#### GIVEN DATA ####
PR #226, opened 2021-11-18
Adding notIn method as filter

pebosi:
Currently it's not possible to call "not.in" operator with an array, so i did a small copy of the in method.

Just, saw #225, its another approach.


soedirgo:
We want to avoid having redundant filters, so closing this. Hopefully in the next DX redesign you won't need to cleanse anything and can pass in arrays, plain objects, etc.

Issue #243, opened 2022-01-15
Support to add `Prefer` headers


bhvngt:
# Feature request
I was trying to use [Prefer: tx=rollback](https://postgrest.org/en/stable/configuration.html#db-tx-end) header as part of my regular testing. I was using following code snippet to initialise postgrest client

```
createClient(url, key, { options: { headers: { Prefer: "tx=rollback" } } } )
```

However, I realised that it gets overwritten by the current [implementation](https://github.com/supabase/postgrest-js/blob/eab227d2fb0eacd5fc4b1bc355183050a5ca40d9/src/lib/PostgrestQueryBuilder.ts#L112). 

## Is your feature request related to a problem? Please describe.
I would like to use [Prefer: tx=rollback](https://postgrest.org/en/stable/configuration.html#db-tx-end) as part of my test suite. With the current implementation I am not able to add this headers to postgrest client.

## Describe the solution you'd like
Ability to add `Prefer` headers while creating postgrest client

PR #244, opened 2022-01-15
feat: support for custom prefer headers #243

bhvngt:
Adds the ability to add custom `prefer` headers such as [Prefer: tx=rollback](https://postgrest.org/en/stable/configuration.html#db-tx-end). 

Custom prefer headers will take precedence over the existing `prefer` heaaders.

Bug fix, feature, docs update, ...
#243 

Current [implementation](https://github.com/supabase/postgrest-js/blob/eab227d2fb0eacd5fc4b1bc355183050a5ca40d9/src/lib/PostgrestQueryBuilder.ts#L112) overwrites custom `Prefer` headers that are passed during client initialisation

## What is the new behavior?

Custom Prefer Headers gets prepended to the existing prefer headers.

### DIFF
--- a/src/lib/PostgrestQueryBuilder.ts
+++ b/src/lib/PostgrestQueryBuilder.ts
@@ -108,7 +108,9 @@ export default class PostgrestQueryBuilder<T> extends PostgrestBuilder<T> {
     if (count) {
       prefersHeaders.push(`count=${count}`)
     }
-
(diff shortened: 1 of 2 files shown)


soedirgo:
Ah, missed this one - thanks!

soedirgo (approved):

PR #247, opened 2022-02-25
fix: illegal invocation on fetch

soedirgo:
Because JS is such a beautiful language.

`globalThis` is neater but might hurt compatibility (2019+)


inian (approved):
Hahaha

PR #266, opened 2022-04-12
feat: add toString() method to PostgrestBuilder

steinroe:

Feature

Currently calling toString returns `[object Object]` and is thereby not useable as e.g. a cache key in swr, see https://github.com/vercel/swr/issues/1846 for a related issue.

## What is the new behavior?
####
**ACTIVITY**
Emit, unaltered, the lines from the top of the listing down through the line that holds "## Is your feature"; emit nothing else.

**ANSWER BOX**
PR #226, opened 2021-11-18
Adding notIn method as filter

pebosi:
Currently it's not possible to call "not.in" operator with an array, so i did a small copy of the in method.

Just, saw #225, its another approach.


soedirgo:
We want to avoid having redundant filters, so closing this. Hopefully in the next DX redesign you won't need to cleanse anything and can pass in arrays, plain objects, etc.

Issue #243, opened 2022-01-15
Support to add `Prefer` headers


bhvngt:
# Feature request
I was trying to use [Prefer: tx=rollback](https://postgrest.org/en/stable/configuration.html#db-tx-end) header as part of my regular testing. I was using following code snippet to initialise postgrest client

```
createClient(url, key, { options: { headers: { Prefer: "tx=rollback" } } } )
```

However, I realised that it gets overwritten by the current [implementation](https://github.com/supabase/postgrest-js/blob/eab227d2fb0eacd5fc4b1bc355183050a5ca40d9/src/lib/PostgrestQueryBuilder.ts#L112). 

## Is your feature request related to a problem? Please describe.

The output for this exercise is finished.